§ Exercise aim
From the listing below, return every line with the string "have" in it.

[Extracted entries — start]

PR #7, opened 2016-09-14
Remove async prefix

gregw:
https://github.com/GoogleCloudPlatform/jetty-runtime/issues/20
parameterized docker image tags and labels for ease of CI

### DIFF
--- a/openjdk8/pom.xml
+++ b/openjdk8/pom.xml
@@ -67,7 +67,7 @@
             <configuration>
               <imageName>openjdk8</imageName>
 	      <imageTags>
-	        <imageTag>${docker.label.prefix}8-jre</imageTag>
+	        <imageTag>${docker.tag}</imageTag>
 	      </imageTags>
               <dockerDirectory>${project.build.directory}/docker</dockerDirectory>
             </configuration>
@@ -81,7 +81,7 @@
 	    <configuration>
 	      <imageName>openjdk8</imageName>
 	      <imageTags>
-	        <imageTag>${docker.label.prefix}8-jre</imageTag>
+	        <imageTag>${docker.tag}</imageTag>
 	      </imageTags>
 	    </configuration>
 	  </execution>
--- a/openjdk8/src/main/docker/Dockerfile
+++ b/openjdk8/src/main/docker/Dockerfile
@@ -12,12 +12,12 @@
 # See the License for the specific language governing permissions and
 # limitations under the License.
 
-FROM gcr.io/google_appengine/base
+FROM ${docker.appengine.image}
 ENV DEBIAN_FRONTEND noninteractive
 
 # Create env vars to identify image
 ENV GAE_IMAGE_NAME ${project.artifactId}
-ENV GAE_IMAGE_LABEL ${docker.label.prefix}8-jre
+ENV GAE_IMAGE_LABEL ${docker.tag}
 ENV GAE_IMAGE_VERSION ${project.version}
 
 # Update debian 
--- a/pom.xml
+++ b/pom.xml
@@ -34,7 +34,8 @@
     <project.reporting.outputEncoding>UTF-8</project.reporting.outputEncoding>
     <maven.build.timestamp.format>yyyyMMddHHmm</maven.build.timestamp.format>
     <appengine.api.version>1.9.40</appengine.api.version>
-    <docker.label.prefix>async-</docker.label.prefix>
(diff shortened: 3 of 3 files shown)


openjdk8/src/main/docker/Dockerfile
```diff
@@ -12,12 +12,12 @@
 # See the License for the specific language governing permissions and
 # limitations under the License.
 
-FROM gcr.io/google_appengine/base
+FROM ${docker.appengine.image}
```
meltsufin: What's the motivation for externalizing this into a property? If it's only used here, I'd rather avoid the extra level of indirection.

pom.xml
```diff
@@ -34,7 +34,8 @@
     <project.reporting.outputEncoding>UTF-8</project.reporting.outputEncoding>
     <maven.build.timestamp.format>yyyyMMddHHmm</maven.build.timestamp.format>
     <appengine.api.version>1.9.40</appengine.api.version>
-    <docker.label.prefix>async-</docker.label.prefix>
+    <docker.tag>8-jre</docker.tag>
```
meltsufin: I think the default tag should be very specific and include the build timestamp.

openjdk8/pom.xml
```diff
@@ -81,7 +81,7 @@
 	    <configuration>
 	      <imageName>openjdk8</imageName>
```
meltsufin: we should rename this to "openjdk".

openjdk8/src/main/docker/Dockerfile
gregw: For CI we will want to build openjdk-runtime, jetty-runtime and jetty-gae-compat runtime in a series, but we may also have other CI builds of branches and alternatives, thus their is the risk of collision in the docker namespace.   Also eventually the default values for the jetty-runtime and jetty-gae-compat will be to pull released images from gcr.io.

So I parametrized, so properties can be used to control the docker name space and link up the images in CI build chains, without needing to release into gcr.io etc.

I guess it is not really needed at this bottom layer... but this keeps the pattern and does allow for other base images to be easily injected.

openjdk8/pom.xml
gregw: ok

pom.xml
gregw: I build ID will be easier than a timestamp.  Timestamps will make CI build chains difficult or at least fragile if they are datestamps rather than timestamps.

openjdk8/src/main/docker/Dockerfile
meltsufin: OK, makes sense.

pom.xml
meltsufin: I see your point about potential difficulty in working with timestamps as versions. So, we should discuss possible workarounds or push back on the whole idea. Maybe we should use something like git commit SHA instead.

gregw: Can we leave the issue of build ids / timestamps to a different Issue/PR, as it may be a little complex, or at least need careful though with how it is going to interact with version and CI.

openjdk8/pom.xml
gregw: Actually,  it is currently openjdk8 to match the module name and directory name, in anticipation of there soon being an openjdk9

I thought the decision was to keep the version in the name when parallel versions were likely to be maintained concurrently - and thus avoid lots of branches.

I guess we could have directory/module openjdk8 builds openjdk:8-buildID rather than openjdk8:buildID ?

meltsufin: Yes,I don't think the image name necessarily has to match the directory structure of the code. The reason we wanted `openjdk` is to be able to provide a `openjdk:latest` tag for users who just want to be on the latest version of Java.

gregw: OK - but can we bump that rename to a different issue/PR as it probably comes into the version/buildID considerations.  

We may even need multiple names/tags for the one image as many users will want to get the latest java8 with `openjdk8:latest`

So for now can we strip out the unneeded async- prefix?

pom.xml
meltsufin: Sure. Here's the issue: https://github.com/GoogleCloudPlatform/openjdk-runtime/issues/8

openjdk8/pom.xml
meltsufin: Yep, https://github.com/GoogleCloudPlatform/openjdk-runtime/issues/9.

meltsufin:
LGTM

[Extracted entries — finish]

§ Answer
gregw: For CI we will want to build openjdk-runtime, jetty-runtime and jetty-gae-compat runtime in a series, but we may also have other CI builds of branches and alternatives, thus their is the risk of collision in the docker namespace.   Also eventually the default values for the jetty-runtime and jetty-gae-compat will be to pull released images from gcr.io.
I guess we could have directory/module openjdk8 builds openjdk:8-buildID rather than openjdk8:buildID ?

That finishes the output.